> **YOUR INSTRUCTIONS**
Scan the lines below; pull out those with "image".

> **LISTED RECORDS**
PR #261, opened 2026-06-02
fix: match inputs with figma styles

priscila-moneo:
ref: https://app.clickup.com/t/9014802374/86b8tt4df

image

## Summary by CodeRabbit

--

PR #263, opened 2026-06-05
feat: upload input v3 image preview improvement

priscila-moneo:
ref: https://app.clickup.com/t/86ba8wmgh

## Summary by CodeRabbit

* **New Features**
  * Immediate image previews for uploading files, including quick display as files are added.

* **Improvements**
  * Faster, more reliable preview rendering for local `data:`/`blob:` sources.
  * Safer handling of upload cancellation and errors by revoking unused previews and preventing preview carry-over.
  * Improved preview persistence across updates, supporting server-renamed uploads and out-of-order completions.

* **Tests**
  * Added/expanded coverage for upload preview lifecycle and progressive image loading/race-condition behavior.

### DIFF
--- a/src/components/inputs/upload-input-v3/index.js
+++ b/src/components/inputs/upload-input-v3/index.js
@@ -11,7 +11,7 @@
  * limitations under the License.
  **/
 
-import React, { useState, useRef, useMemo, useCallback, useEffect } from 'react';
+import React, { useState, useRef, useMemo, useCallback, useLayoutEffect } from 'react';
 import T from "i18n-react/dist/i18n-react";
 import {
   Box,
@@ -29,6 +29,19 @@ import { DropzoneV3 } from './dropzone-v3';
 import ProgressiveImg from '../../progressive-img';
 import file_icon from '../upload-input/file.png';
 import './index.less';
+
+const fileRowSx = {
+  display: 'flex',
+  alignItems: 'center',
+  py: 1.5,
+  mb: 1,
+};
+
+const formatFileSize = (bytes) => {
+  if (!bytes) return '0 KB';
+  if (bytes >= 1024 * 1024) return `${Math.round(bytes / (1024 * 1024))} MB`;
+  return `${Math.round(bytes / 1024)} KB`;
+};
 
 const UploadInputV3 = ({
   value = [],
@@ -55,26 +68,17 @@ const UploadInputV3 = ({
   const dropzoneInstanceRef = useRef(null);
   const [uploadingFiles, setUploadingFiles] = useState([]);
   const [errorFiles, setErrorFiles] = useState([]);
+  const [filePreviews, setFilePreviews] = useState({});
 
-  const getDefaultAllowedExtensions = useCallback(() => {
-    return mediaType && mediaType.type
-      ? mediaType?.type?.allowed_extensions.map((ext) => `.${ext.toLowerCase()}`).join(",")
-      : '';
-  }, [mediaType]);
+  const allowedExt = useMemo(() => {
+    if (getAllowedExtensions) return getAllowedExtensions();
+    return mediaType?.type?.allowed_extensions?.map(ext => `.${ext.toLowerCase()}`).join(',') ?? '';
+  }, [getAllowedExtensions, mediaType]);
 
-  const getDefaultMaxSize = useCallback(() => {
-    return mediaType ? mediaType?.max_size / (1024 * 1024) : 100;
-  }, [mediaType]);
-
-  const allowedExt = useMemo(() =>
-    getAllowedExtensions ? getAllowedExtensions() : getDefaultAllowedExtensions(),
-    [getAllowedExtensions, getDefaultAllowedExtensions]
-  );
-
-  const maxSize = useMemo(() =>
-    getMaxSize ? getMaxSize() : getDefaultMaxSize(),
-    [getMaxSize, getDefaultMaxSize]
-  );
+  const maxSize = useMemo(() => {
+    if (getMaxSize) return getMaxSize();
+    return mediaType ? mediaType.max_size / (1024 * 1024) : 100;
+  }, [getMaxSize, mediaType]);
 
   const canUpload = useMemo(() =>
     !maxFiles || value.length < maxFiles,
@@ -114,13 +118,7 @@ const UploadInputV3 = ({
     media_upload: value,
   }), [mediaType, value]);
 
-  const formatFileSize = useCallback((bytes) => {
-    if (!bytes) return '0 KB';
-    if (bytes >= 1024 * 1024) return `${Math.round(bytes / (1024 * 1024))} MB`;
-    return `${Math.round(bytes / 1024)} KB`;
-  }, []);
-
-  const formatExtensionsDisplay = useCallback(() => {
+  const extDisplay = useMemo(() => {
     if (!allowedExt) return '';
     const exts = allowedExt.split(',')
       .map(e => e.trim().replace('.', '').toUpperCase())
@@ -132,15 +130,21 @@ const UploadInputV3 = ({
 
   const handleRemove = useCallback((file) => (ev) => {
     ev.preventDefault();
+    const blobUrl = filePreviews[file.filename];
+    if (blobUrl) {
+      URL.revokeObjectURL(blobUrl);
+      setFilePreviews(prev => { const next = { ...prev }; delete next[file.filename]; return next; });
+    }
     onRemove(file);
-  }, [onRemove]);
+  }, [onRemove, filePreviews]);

> **FINISHED TASK**
image
feat: upload input v3 image preview improvement
  * Immediate image previews for uploading files, including quick display as files are added.
  * Added/expanded coverage for upload preview lifecycle and progressive image loading/race-condition behavior.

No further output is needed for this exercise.